Not a unique machine
As to Morrison's claim that problems are "inevitable in machines built to run applications of unprecedented size and complexity," this does not apply to Q. First, Q is not unique. Two previous installations (at facilities here and in France) showed up the problems of this machine before LANL's was installed. There was time to change horses, but LANL chose not to. Pacific Northwest Laboratory took delivery of a supercomputer from the same vendor, Hewlett Packard, but with a different processor type, and it seems to work quite well. The Livermore supercomputers, from IBM, and the Sandia "Red" supercomputer, from Intel, do not have the reliability problems exhibited by Q.
The JASON report, which Morrison claims gave Q glowing reports, didn't. Go look for yourself at http://www.fas.org/irp/agency/dod/jason/asci.pdf. In fact, one of the JASON members, in an interview, thought it remarkable that LANL was getting useful work from Q "given its poor reliability." Section 5.5.3 of the report is critical of another serious LANL shortcoming, in software development: "There was a striking difference between the high quality of software engineering at Sandia as compared to Los Alamos National Laboratory" and "at Los Alamos in particular, better ways ... must be found." Los Alamos has long resisted modern software development practices, such as software engineering and software configuration management.
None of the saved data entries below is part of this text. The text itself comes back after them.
PR #45965, opened 2018-02-10
Simplify firewall rules

rjc:
As with `firewall-cmd`, use a single rule for ports in both, the `iptables` and `pf` examples. BTW, there's no need for `-m mport` or `-m multiport` (and these might not even be available if not compiled) for `iptables` or using a list or a macro in `pf.conf` if a contiguous range is being used - essentially, use colon ('`:`') for simplicity and consistency.

### What does this PR do?

Simplifies `iptables` and `pf` rules.

None - the changes simply make the rules shorter and cleaner, thus easier to adjust and debug.

### Tests written?

No need - this is documentation only.

### Commits signed with GPG?

No

### DIFF
--- a/doc/topics/tutorials/firewall.rst
+++ b/doc/topics/tutorials/firewall.rst
@@ -163,13 +163,12 @@ common locations, but your mileage may vary.
 
 Follow these instructions: https://wiki.debian.org/iptables
 
-Once you've found your firewall rules, you'll need to add the two lines below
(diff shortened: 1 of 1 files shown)


gtmanfred (approved):

garethgreenaway (approved):

rallytime:
Thanks @rjc and welcome!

It has always been risky to accept LANL claims about supercomputing successes, and this continues with Q. For four decades, LANL has made claims which cannot be supported by data. The U.S. taxpayers did not get what they paid for in Q; quite the contrary. LANL paid $168 million for a very unreliable machine, delivered over one year late... Almost immediately after completing the Q acquisition, in the summer of 2003, LANL bought another 11 tera-flop supercomputer for $10 million. This machine is also much more reliable and usable. I conclude that LANL spent $150 million more than necessary for a machine of Q's capability, and got a very unreliable machine in the bargain. We can hope that LANL, and Morrison, learned from the experience, but their history offers little encouragement. We are left to wonder how much money they will waste on the next supercomputer.
Mechels is a retired Los Alamos National Laboratory employee.